--- Exercise directions ---
Determine how many lines in the listing that follows include "deleting". Answer only with that number.

--- Recorded data ---
==============================
PR #237, opened 2019-09-09
Fix German translation for deleting one repeating item

NWuensche:
As the hotkey for deleting only one occurrence in german is not 'o', but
==============================
--- Response below ---
2